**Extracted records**
*** Begin section ***

PR #177, opened 2022-07-09
Basic mapping for Finnish

dhdaines:

- [ x ] Mapping files are added in `g2p/mappings/langs`
- [ x ] Mapping is either added to an existing folder or a new folder has been added
- [ x ] Language folder and files use appropriate [ISO 639-3 codes](https://en.wikipedia.org/wiki/List_of_ISO_639-3_codes)
- [ x ] Config.yaml file includes all author names, and settings necessary
- [ x ] Please add some test data in `g2p/tests/public/data`. The added file should be a csv/tsv/psv file and each row should have the format `[input_mapping_code,output_mapping_code,input_string,output_string]`
- [ x ] As the last step, G2P has been updated by running `g2p update` locally and committing the change
- [ x ] You agree to license your contribution under the same license as this project (see [LICENSE](https://github.com/roedoejet/g2p/blob/master/LICENSE) file).

* **Other information**:


g2p/mappings/langs/fin/fin_to_ipa.csv
```diff
@@ -0,0 +1,50 @@
...
+z,t͡s,,
+å,o,,
+ää,æː,,
+ä,æ,,
+öö,øː,,
+ö,ø,,
+n,ŋ,,k
+n,ŋ,,g
+n,m,,p
+n,m,,b
```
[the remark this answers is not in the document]
joanise: Without prevent-feeding, some of your vowel rules scare me a bit, but I analyzed them all, and it doesn't look like any vowel rule will actually destroy the output of other vowel rules, so it's probably going to work OK.

g2p/mappings/langs/generated/config.yaml
```diff
@@ -404,15 +404,15 @@ mappings:
...
-    mapping: moe-ipa_to_eng-ipa.json
+    in_lang: fin-ipa
+    language_name: fin-ipa
+    mapping: fin-ipa_to_eng-ipa.json
     norm_form: NFC
     out_lang: eng-ipa
     prevent_feeding: true
     reverse: false
-    rule_ordering: apply-longest-first
+    rule_ordering: as-written
```
joanise, line 418: This should have been added at the end of the file, but accidentally it replaced the `moe-ipa` block instead. We'll need to restore the original `moe-ipa` block that was in `master` and add this `fin-ipa` block after it, rather than have the `fin-ipa` block replace the `moe-ipa` block.

g2p/tests/public/data/fin.psv
```diff
@@ -0,0 +1,6 @@
+fin|fin-ipa|nähdä|næhdæ
+fin|fin-ipa|polkupyörä|polkupyøræ
+fin|fin-ipa|haluttaa|haluttɑː
+fin|fin-ipa|tulevaisuus|tuleʋɑjsuːs
+fin|fin-ipa|pitämättömyyksien|pitæmættømyːksjen
+fin|fin-ipa|mihinkään|mihiŋkæːn
```
joanise, line 6: I would add some lines to unit test fin -> eng-ipa and/or fin -> eng-arpabet too. I find the generated mappings need a bit of testing too, I've come across bugs when testing the chain.

joanise (changes requested):
See change requests in the interspersed comments.

g2p/mappings/langs/generated/config.yaml
dhdaines: I'm confused about how to write the `config.yaml` - in Aidan's instructions the `<<: &shared` and `<<: *shared` are not there, and I also think they are a bit confusing for the user, but if I don't put them in, then `g2p generate-mapping fin --ipa` fails:

```
(py3-readalongs) dhd@minipc:~/work/g2p$ g2p generate-mapping fin --ipa
  File "/home/dhd/work/py3-readalongs/bin/g2p", line 33, in <module>
    sys.exit(load_entry_point('g2p', 'console_scripts', 'g2p')())
  File "/home/dhd/work/py3-readalongs/bin/g2p", line 25, in importlib_load_entry_point
    return next(matches).load()
  File "/usr/lib/python3.8/importlib/metadata.py", line 77, in load
    module = import_module(match.group('module'))
  File "/usr/lib/python3.8/importlib/__init__.py", line 127, in import_module
    return _bootstrap._gcd_import(name[level:], package, level)
  File "<frozen importlib._bootstrap>", line 1014, in _gcd_import
  File "<frozen importlib._bootstrap>", line 991, in _find_and_load
  File "<frozen importlib._bootstrap>", line 961, in _find_and_load_unlocked
  File "<frozen importlib._bootstrap>", line 219, in _call_with_frames_removed
  File "<frozen importlib._bootstrap>", line 1014, in _gcd_import
  File "<frozen importlib._bootstrap>", line 991, in _find_and_load
  File "<frozen importlib._bootstrap>", line 975, in _find_and_load_unlocked
  File "<frozen importlib._bootstrap>", line 671, in _load_unlocked
  File "<frozen importlib._bootstrap_external>", line 848, in exec_module
  File "<frozen importlib._bootstrap>", line 219, in _call_with_frames_removed
  File "/home/dhd/work/g2p/g2p/__init__.py", line 26, in <module>
    from g2p.mappings import Mapping
  File "/home/dhd/work/g2p/g2p/mappings/__init__.py", line 23, in <module>
    from g2p.mappings.langs import LANGS, MAPPINGS_AVAILABLE
  File "/home/dhd/work/g2p/g2p/mappings/langs/__init__.py", line 62, in <module>
    LANGS_AVAILABLE = [
  File "/home/dhd/work/g2p/g2p/mappings/langs/__init__.py", line 63, in <listcomp>
    {k: v["language_name"]}
```

If there are strange side effects of the ordering of keys in `config.yaml` then we should probably fix that in the code that reads the file, if possible ...

joanise: I don't understand why you had to write this block in the first place. `g2p generate-mapping --ipa fin` should have inserted it here for you, didn't it?

as for the `shared` business, that's not what's required: you have to have a `language_name` field, whether in the shared block or directly.

dhdaines: No, I was talking about `g2p/mappings/langs/fin/config.yaml` - that isn't auto-generated, is it?  Sorry, I may have put my question in the wrong place, though I think the generated yaml is ultimately generated from that one, right?

dhdaines: And then the other question is ... *why* did it replace moe-ipa?  I didn't ask it to do that... is `g2p generate-mapping` buggy?

joanise: Right, so no, `fin/config.yaml` is not autogenerated, you did have to do that by hand.

But I have to agree, the example config you show with `- language_name: Finnish` ought to work. Is this what #179 now allows?

joanise: As to why `g2p generate-mapping` replaced `moe-ipa`, I have no idea. That does sound like a but. Any chance you'd be able to pinpoint a specific commit where that behaviour happens? It would be worth creating a branch like `bug.g2p-gen-map` and an issue referring to it, so we can try to fix it at some point.

dhdaines:
This should be okay to merge now

g2p/mappings/langs/fin/fin_to_ipa.csv
```diff
@@ -0,0 +1,50 @@
...
+ii,iː,,
+ie,je,,
+i,i,,
+j,j,,
+k,k,,
+l,l,,
+m,m,,
+n,n,,
+oo,oː,,
+ou,oʊ,,
```
roedoejet, line 24: wow - surprisingly straightforward! I won't look into this, I'll just take your word it's this transparent!

roedoejet (approved):
Thanks @dhdaines !

g2p/mappings/langs/generated/config.yaml
roedoejet: I'm also curious if this can be replicated...

g2p/mappings/langs/fin/fin_to_ipa.csv
dhdaines: A native speaker could certainly clarify some of the vowels a bit, and there are some nuances of gemination / lengthening in some contexts, but yes, it's basically IPA :)

Note that this is the literary language, what people actually speak is ... different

*** End section ***

**WHAT IS NEEDED**
Copy the entries word for word. Leave nothing out.

**WORKED SOLUTION**
PR #177, opened 2022-07-09
Basic mapping for Finnish

dhdaines:

- [ x ] Mapping files are added in `g2p/mappings/langs`
- [ x ] Mapping is either added to an existing folder or a new folder has been added
- [ x ] Language folder and files use appropriate [ISO 639-3 codes](https://en.wikipedia.org/wiki/List_of_ISO_639-3_codes)
- [ x ] Config.yaml file includes all author names, and settings necessary
- [ x ] Please add some test data in `g2p/tests/public/data`. The added file should be a csv/tsv/psv file and each row should have the format `[input_mapping_code,output_mapping_code,input_string,output_string]`
- [ x ] As the last step, G2P has been updated by running `g2p update` locally and committing the change
- [ x ] You agree to license your contribution under the same license as this project (see [LICENSE](https://github.com/roedoejet/g2p/blob/master/LICENSE) file).

* **Other information**:


g2p/mappings/langs/fin/fin_to_ipa.csv
```diff
@@ -0,0 +1,50 @@
...
+z,t͡s,,
+å,o,,
+ää,æː,,
+ä,æ,,
+öö,øː,,
+ö,ø,,
+n,ŋ,,k
+n,ŋ,,g
+n,m,,p
+n,m,,b
```
[the remark this answers is not in the document]
joanise: Without prevent-feeding, some of your vowel rules scare me a bit, but I analyzed them all, and it doesn't look like any vowel rule will actually destroy the output of other vowel rules, so it's probably going to work OK.

g2p/mappings/langs/generated/config.yaml
```diff
@@ -404,15 +404,15 @@ mappings:
...
-    mapping: moe-ipa_to_eng-ipa.json
+    in_lang: fin-ipa
+    language_name: fin-ipa
+    mapping: fin-ipa_to_eng-ipa.json
     norm_form: NFC
     out_lang: eng-ipa
     prevent_feeding: true
     reverse: false
-    rule_ordering: apply-longest-first
+    rule_ordering: as-written
```
joanise, line 418: This should have been added at the end of the file, but accidentally it replaced the `moe-ipa` block instead. We'll need to restore the original `moe-ipa` block that was in `master` and add this `fin-ipa` block after it, rather than have the `fin-ipa` block replace the `moe-ipa` block.

g2p/tests/public/data/fin.psv
```diff
@@ -0,0 +1,6 @@
+fin|fin-ipa|nähdä|næhdæ
+fin|fin-ipa|polkupyörä|polkupyøræ
+fin|fin-ipa|haluttaa|haluttɑː
+fin|fin-ipa|tulevaisuus|tuleʋɑjsuːs
+fin|fin-ipa|pitämättömyyksien|pitæmættømyːksjen
+fin|fin-ipa|mihinkään|mihiŋkæːn
```
joanise, line 6: I would add some lines to unit test fin -> eng-ipa and/or fin -> eng-arpabet too. I find the generated mappings need a bit of testing too, I've come across bugs when testing the chain.

joanise (changes requested):
See change requests in the interspersed comments.

g2p/mappings/langs/generated/config.yaml
dhdaines: I'm confused about how to write the `config.yaml` - in Aidan's instructions the `<<: &shared` and `<<: *shared` are not there, and I also think they are a bit confusing for the user, but if I don't put them in, then `g2p generate-mapping fin --ipa` fails:

```
(py3-readalongs) dhd@minipc:~/work/g2p$ g2p generate-mapping fin --ipa
  File "/home/dhd/work/py3-readalongs/bin/g2p", line 33, in <module>
    sys.exit(load_entry_point('g2p', 'console_scripts', 'g2p')())
  File "/home/dhd/work/py3-readalongs/bin/g2p", line 25, in importlib_load_entry_point
    return next(matches).load()
  File "/usr/lib/python3.8/importlib/metadata.py", line 77, in load
    module = import_module(match.group('module'))
  File "/usr/lib/python3.8/importlib/__init__.py", line 127, in import_module
    return _bootstrap._gcd_import(name[level:], package, level)
  File "<frozen importlib._bootstrap>", line 1014, in _gcd_import
  File "<frozen importlib._bootstrap>", line 991, in _find_and_load
  File "<frozen importlib._bootstrap>", line 961, in _find_and_load_unlocked
  File "<frozen importlib._bootstrap>", line 219, in _call_with_frames_removed
  File "<frozen importlib._bootstrap>", line 1014, in _gcd_import
  File "<frozen importlib._bootstrap>", line 991, in _find_and_load
  File "<frozen importlib._bootstrap>", line 975, in _find_and_load_unlocked
  File "<frozen importlib._bootstrap>", line 671, in _load_unlocked
  File "<frozen importlib._bootstrap_external>", line 848, in exec_module
  File "<frozen importlib._bootstrap>", line 219, in _call_with_frames_removed
  File "/home/dhd/work/g2p/g2p/__init__.py", line 26, in <module>
    from g2p.mappings import Mapping
  File "/home/dhd/work/g2p/g2p/mappings/__init__.py", line 23, in <module>
    from g2p.mappings.langs import LANGS, MAPPINGS_AVAILABLE
  File "/home/dhd/work/g2p/g2p/mappings/langs/__init__.py", line 62, in <module>
    LANGS_AVAILABLE = [
  File "/home/dhd/work/g2p/g2p/mappings/langs/__init__.py", line 63, in <listcomp>
    {k: v["language_name"]}
```

If there are strange side effects of the ordering of keys in `config.yaml` then we should probably fix that in the code that reads the file, if possible ...

joanise: I don't understand why you had to write this block in the first place. `g2p generate-mapping --ipa fin` should have inserted it here for you, didn't it?

as for the `shared` business, that's not what's required: you have to have a `language_name` field, whether in the shared block or directly.

dhdaines: No, I was talking about `g2p/mappings/langs/fin/config.yaml` - that isn't auto-generated, is it?  Sorry, I may have put my question in the wrong place, though I think the generated yaml is ultimately generated from that one, right?

dhdaines: And then the other question is ... *why* did it replace moe-ipa?  I didn't ask it to do that... is `g2p generate-mapping` buggy?

joanise: Right, so no, `fin/config.yaml` is not autogenerated, you did have to do that by hand.

But I have to agree, the example config you show with `- language_name: Finnish` ought to work. Is this what #179 now allows?

joanise: As to why `g2p generate-mapping` replaced `moe-ipa`, I have no idea. That does sound like a but. Any chance you'd be able to pinpoint a specific commit where that behaviour happens? It would be worth creating a branch like `bug.g2p-gen-map` and an issue referring to it, so we can try to fix it at some point.

dhdaines:
This should be okay to merge now

g2p/mappings/langs/fin/fin_to_ipa.csv
```diff
@@ -0,0 +1,50 @@
...
+ii,iː,,
+ie,je,,
+i,i,,
+j,j,,
+k,k,,
+l,l,,
+m,m,,
+n,n,,
+oo,oː,,
+ou,oʊ,,
```
roedoejet, line 24: wow - surprisingly straightforward! I won't look into this, I'll just take your word it's this transparent!

roedoejet (approved):
Thanks @dhdaines !

g2p/mappings/langs/generated/config.yaml
roedoejet: I'm also curious if this can be replicated...

g2p/mappings/langs/fin/fin_to_ipa.csv
dhdaines: A native speaker could certainly clarify some of the vowels a bit, and there are some nuances of gemination / lengthening in some contexts, but yes, it's basically IPA :)

Note that this is the literary language, what people actually speak is ... different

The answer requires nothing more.